Comparison between simulated (top) and in-vivo (bottom) Executions The Y-axis represents the duration of each Entropy invocation. It is divived into two parts: the time to look for a new configuration (the computation phase in red) and the time to relocate the VMs (the reconfugration phase in black). Both axis are in seconds (Color figure online).

5.2 Analysis of Entropy, Snooze and DVMS

As a validation of our approach (and a contribution by itself), we now provide simulation results comparing the Entropy, Snooze and DVMS strategies.

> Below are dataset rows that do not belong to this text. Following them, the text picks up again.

PR #3783, opened 2026-08-21
feat(start-wrt): SNI hostname routes end to end — UPnP vendor actions, StartWRT dataplane, Remote Access coexistence

Dominion5254:
## Summary

Adds hostname-based shared-port mappings to StartTunnel and StartWRT. A device can register a hostname over PCP or the new UPnP vendor actions, and the gateway routes TLS by ClientHello SNI without terminating TLS.

## Changes

- Adds `X_START9_AddHostnameMapping` and `X_START9_DeleteHostnameMapping` to the shared UPnP IGD server and client fallback path.
- Runs the shared SNI demultiplexer on StartWRT, including reply-path diversion, WAN admission rules, lease cleanup, WAN re-keying, and Remote Access fallback on port 443.
- Preserves source addresses except for same-subnet hairpin connections.
- Makes route grants transactional: listener binding, reply diversion, firewall activation, persistence, lease renewal, and rollback are coordinated before success is returned.
- Serializes StartTunnel forward mutations and StartWRT WAN re-keying with route updates.
- Treats manual/automatic collisions by transport, so UDP-only mappings do not block TCP SNI routes.
- Reports hostname-route owners in the Published Ports UI and uses consistent automatic-forward/WAN-port terminology across the API and frontend.
- Rewrites the UPnP proposal as the initial Internet-Draft `rfcs/draft-start9-upnp-hostname.md`; it does not claim external acceptance.
- Updates StartWRT and StartTunnel documentation and the StartWRT changelog.
- Repairs the hostname-validation compile regression carried in by the latest master merge.

## Validation

- `cargo test -p start-core --lib` — 739 passed, 3 ignored
- `cargo test -p startwrt-core --lib` — 550 passed
- `npm run check:wrt`
- `npm run check:i18n:wrt`
- `mdbook build projects/start-wrt/docs`
- `mdbook build projects/start-tunnel/docs`
- `cargo fmt --all -- --check`
- `git diff --check`

The original branch was bench-tested on a K1 router with a StartOS server behind it. PCP and UPnP fallback, SNI routing, Remote Access coexistence, manual-forward conflicts, WAN re-keying, restart reclaim, lease expiry, and same-/cross-subnet hairpin behavior were exercised. The StartWRT review-fix paths were retested: first-grant firewall activation, UPnP add/delete validation, and manual-forward displacement of an SNI route passed. A final StartTunnel bench pass for transactional persistence and the forward write lock remains.

## Deployment note

[...]

PR #3888, opened 2026-09-02
fix(start-wrt): hairpin published ports for every profile with Internet or LAN access

Dominion5254:
## Problem

A published port was only reachable at the router's WAN address from the target device's own Security Profile. fw4 defaults a redirect's `reflection_zone` to its `dest` zone, so the hairpin rules matched the target's subnet alone. A client on any other profile sent its packet to the router's INPUT chain instead of the DNAT and got the router's own web UI. Found by running Synapse on a public domain behind StartWRT: the domain worked from the server's profile and from the Internet, but not from a phone on the guest profile.

## Policy

A published port is a public resource, so it is reachable at the router's public address from every profile that qualifies on either ground:

- **Internet access.** WAN Access is All or Blacklist and no blackout window is active. Whitelist and None do not qualify: someone who cut a profile off from the Internet has cut it off from public resources too.
- **LAN access.** The profile's Access setting includes the target's profile, so it can already reach the device at its LAN address.

Only the published port opens. A profile without Access still cannot reach the device at its LAN IPv4 address or on any unpublished port. A Source-restricted rule is never hairpinned: fw4's reflection rules drop `src_ip`, so it would have been reachable by every device on the zone (the `### Security` changelog entry).

The hairpin is local. The reflected DNAT rewrites the packet inside the router and it goes out the target's VLAN; nothing touches the WAN interface, and the server sees the client's real address.

The first version of this PR honored profile isolation on the public address, listing only the target's zone and the zones with Access to it. Review pointed out that blocking a profile from a device the operator has deliberately published buys nothing, and the Internet ground was added.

Experimental Conditions. Each simulation has been executed on a dedicated server, thus avoiding interferences between simulations and ensuring reproducibility between the different invocations. VMPlaceS has been configured to simulate a homogeneous infrastructure of PMs composed of 8 cores, 32 GB of RAM and 1 Gpbs Ethernet NIC. To enable a fair comparison between the three strategies, the scheduling resolver only considered 7 cores, i.e., one was devoted to run the Snooze LC or the DVMS admin processes (a common experimental setup). Ten VMs have been initially launched on each simulated PM. Each VM relied on one of the VM classes described in the accuracy experiment and one set of load-change parameters has been used: \(\lambda \) = #VMs/300, \(\mu = 60\) and \(\sigma = 20\). The stationary state was reached after 20 min of the simulated time with a global cluster load of 85 %. We have performed simulations over a period of 1800 s. The consolidation ratio, i.e., the number of VMs per node, has been defined such that a sufficient number of violations is generated. We have discovered that below a global load of 75 %, few VM violations occurred under the selected Gaussian distribution we have chosen. This result is rather satisfactory as it can explained why most production DCs target a comparable load level.3 Finally, infrastructures composed of 128, 256, 512 and 1024 PMs, hosting respectively 1280, 2560, 5120 and 10240 VMs have been investigated. For Entropy and Snooze that rely on service nodes, additional simulated PMs have been provided. For Snooze, one GM has been created per 32 LCs (i.e., PMs). The solver has been invoked every 30 s for Entropy and Snooze.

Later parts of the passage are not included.